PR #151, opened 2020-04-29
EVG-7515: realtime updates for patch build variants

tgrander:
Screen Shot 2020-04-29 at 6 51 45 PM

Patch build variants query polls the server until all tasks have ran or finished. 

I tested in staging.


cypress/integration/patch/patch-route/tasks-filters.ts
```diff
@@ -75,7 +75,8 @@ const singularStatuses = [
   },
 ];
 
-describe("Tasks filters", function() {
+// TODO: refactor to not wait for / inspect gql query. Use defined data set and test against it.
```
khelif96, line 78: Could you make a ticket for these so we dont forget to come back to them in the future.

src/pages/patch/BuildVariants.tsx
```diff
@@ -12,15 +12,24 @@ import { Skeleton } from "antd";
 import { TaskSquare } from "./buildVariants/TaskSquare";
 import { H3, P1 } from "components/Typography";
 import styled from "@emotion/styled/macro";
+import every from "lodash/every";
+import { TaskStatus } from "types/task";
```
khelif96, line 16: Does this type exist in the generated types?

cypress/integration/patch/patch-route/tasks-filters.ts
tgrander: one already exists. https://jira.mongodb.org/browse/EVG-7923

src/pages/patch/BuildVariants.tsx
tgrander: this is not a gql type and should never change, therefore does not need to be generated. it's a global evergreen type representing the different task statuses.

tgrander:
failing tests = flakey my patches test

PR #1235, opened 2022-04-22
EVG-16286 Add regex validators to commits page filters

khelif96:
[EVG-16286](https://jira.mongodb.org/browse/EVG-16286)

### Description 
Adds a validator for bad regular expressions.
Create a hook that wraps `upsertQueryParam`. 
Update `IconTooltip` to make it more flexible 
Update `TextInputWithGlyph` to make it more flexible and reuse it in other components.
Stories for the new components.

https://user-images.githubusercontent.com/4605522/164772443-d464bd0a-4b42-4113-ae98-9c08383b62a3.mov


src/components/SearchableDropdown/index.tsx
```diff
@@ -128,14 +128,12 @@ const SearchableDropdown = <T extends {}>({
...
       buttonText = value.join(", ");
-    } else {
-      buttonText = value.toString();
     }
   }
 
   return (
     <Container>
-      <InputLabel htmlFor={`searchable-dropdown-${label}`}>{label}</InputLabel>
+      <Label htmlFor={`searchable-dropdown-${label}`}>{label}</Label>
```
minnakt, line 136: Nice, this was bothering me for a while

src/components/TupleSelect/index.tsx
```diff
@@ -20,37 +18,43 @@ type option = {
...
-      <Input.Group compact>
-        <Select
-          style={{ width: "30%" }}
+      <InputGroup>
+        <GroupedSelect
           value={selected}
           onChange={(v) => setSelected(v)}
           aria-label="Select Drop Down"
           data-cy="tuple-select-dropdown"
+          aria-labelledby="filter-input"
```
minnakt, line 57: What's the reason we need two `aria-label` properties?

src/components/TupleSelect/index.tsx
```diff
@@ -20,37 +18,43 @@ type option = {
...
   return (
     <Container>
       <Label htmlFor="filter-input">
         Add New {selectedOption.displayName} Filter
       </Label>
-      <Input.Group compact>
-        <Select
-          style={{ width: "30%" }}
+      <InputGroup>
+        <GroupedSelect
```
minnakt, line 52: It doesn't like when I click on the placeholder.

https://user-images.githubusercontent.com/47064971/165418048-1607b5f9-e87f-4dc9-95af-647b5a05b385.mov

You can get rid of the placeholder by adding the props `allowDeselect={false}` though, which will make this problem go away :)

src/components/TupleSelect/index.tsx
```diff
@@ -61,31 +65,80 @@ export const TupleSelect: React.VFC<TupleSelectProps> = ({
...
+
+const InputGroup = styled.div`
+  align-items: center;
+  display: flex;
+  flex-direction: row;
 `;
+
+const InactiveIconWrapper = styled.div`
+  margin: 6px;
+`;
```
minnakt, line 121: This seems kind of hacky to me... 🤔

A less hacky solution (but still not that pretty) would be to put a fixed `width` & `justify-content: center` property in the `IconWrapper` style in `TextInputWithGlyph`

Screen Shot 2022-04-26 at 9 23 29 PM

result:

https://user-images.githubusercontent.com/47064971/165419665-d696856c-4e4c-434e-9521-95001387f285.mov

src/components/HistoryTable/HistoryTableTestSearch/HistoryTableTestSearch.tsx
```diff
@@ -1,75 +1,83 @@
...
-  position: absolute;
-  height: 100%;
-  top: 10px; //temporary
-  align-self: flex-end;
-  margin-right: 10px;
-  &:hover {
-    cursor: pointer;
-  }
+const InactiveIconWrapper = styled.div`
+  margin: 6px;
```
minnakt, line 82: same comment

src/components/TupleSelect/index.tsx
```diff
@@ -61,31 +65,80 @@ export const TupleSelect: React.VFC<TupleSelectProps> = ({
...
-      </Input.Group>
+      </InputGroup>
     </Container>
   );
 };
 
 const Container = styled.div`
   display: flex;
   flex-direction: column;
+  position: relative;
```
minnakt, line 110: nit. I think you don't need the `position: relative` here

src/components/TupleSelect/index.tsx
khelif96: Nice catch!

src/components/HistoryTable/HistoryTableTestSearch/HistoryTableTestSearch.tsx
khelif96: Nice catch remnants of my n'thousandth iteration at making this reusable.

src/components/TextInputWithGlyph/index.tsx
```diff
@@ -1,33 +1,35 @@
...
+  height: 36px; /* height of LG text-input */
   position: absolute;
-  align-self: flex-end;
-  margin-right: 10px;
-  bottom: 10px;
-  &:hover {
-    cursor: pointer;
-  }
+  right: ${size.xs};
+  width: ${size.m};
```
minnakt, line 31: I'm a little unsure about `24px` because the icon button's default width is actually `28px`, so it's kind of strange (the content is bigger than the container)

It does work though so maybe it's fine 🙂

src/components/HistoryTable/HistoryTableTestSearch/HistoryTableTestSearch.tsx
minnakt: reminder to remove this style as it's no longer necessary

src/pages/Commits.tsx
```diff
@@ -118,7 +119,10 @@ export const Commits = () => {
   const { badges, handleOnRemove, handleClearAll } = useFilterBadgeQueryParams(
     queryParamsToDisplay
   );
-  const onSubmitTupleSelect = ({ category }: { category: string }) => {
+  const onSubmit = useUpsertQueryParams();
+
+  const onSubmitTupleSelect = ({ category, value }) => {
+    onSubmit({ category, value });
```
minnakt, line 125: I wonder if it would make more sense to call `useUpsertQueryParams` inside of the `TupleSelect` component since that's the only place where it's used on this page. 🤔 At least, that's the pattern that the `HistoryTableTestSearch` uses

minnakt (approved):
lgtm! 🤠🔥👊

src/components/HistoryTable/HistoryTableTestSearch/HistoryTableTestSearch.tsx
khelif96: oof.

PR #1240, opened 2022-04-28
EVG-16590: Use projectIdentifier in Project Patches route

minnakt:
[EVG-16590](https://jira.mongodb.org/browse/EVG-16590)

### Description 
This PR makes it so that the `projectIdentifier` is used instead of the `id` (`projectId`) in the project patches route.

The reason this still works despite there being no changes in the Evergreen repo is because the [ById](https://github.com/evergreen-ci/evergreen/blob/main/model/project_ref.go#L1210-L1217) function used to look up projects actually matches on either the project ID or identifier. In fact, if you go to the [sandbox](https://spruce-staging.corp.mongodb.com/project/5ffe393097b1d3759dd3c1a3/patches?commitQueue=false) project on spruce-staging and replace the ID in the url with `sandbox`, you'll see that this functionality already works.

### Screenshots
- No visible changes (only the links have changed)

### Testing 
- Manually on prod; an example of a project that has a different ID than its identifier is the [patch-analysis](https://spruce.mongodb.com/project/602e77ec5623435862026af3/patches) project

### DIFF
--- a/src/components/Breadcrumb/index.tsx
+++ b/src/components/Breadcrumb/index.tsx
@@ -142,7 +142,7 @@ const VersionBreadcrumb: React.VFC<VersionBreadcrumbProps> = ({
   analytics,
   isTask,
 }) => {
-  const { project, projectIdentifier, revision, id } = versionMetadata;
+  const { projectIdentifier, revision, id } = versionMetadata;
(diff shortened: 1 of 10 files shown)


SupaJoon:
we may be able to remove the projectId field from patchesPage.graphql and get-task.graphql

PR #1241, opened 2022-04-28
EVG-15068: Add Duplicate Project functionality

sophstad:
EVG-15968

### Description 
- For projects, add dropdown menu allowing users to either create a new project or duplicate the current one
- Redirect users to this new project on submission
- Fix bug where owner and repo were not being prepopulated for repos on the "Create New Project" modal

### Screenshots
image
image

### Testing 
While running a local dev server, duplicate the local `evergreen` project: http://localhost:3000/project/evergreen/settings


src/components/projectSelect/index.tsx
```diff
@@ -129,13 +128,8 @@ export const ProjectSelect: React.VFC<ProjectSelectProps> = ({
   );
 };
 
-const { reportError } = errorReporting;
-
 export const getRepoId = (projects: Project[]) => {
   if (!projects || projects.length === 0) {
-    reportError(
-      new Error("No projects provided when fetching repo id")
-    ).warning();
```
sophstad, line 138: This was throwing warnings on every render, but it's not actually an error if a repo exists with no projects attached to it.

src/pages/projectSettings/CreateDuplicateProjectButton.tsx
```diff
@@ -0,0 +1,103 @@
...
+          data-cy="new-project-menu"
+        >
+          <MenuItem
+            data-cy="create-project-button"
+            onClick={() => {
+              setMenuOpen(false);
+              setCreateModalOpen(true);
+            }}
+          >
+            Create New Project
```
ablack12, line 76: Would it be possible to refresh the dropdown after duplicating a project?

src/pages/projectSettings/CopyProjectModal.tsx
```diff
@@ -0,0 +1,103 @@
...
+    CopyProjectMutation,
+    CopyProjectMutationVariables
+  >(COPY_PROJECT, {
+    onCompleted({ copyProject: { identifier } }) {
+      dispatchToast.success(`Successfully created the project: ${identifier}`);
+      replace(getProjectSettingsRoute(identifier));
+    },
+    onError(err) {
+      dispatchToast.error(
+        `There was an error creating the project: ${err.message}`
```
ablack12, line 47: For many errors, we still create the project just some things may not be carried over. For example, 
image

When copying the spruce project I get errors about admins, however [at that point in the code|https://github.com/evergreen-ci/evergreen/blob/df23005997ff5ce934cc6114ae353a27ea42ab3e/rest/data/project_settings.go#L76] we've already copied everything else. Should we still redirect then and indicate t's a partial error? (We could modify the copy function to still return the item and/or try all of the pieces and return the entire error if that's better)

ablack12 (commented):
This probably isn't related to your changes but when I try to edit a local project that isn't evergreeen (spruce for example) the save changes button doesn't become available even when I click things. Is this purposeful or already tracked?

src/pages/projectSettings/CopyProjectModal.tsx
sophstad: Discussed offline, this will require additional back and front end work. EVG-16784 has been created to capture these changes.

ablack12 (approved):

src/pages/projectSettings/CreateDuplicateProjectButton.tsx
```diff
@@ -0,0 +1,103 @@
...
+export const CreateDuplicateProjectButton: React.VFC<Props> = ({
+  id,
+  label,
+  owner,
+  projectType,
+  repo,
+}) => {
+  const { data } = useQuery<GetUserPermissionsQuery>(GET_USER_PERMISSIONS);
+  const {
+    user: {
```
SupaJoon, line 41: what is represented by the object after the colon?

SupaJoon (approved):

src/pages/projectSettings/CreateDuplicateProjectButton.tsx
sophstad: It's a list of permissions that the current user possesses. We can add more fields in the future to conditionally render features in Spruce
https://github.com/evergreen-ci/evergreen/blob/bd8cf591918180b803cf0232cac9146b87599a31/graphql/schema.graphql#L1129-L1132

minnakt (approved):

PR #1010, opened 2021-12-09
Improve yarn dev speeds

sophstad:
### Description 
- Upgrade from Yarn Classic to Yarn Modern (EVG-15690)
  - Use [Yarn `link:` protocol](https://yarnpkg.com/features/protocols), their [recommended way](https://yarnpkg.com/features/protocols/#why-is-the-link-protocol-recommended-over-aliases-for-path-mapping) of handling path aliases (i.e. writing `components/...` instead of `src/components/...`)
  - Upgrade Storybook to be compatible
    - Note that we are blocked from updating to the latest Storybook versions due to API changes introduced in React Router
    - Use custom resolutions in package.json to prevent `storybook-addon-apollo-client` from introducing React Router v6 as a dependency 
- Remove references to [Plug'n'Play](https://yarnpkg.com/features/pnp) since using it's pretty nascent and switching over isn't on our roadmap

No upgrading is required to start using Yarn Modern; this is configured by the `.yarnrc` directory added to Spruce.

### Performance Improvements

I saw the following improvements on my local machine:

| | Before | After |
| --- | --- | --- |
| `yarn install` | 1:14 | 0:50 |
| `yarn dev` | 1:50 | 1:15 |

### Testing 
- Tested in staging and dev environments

══════

INSTRUCTIONS FOR THE TASK
Task for the records above: copy every line in which the word "used" occurs.

EXERCISE ANSWER
minnakt, line 125: I wonder if it would make more sense to call `useUpsertQueryParams` inside of the `TupleSelect` component since that's the only place where it's used on this page. 🤔 At least, that's the pattern that the `HistoryTableTestSearch` uses
This PR makes it so that the `projectIdentifier` is used instead of the `id` (`projectId`) in the project patches route.
The reason this still works despite there being no changes in the Evergreen repo is because the [ById](https://github.com/evergreen-ci/evergreen/blob/main/model/project_ref.go#L1210-L1217) function used to look up projects actually matches on either the project ID or identifier. In fact, if you go to the [sandbox](https://spruce-staging.corp.mongodb.com/project/5ffe393097b1d3759dd3c1a3/patches?commitQueue=false) project on spruce-staging and replace the ID in the url with `sandbox`, you'll see that this functionality already works.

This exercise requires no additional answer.